* _MATERIAL PROVIDED_
***

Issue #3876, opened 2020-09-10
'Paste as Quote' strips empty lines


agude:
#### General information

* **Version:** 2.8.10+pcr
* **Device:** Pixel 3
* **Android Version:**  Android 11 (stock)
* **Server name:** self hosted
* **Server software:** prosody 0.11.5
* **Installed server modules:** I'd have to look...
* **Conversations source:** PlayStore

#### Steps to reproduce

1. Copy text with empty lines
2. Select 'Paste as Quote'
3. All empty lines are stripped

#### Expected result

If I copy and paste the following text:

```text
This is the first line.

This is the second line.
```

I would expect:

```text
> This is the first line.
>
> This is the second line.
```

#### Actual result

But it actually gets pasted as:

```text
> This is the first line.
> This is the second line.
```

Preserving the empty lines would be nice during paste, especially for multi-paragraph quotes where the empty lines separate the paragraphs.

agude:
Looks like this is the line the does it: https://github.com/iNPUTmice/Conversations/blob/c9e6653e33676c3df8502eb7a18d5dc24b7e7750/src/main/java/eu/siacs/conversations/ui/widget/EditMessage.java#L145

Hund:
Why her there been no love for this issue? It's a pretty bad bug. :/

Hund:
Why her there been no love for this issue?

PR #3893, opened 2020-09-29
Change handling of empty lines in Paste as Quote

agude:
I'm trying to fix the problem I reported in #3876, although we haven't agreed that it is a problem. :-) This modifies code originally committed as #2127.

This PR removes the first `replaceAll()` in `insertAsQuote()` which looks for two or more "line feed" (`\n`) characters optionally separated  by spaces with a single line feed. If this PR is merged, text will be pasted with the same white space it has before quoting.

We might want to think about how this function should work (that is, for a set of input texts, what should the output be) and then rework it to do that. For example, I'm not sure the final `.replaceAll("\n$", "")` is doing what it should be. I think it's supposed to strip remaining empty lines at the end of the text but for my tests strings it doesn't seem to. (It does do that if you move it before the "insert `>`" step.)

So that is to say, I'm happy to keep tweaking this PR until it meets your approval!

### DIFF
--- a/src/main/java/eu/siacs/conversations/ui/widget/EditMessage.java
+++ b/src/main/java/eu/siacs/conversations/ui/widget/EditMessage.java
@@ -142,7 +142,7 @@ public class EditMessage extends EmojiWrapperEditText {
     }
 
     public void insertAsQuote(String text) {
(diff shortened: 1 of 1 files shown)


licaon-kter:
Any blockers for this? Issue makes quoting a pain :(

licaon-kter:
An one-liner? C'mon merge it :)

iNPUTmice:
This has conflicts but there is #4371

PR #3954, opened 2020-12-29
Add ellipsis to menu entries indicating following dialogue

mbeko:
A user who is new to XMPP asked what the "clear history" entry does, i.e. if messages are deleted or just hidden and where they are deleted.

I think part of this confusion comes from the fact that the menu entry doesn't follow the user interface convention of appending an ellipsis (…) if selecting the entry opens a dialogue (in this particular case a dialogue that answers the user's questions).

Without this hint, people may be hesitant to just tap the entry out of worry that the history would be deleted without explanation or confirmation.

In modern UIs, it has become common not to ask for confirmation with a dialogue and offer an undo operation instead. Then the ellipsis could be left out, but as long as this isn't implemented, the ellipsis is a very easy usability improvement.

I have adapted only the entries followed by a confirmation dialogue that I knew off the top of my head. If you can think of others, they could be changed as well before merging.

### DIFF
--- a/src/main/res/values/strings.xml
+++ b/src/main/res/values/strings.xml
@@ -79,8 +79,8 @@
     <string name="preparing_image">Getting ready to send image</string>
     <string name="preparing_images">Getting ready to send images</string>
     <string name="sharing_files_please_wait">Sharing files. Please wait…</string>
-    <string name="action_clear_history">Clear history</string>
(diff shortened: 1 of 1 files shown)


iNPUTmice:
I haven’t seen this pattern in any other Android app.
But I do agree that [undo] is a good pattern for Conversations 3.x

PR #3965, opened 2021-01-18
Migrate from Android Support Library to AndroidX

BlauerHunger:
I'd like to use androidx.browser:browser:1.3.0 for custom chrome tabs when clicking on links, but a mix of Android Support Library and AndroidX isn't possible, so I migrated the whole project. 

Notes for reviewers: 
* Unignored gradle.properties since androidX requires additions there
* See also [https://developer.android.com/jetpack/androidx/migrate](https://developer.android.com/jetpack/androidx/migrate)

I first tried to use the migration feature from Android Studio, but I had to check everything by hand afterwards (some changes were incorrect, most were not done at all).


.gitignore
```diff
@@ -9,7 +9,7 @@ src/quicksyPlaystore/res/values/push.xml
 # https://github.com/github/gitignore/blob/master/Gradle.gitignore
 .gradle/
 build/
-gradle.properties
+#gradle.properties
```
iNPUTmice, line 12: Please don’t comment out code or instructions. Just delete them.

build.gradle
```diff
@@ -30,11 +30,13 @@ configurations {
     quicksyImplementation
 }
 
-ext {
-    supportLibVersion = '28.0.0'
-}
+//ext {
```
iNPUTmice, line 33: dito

***

* _TASK DETAILS_
Which lines in the material contain the word "name"? Pull each of them out.

* _FINAL ANSWER_
* **Server name:** self hosted
     <string name="preparing_image">Getting ready to send image</string>
     <string name="preparing_images">Getting ready to send images</string>
     <string name="sharing_files_please_wait">Sharing files. Please wait…</string>
-    <string name="action_clear_history">Clear history</string>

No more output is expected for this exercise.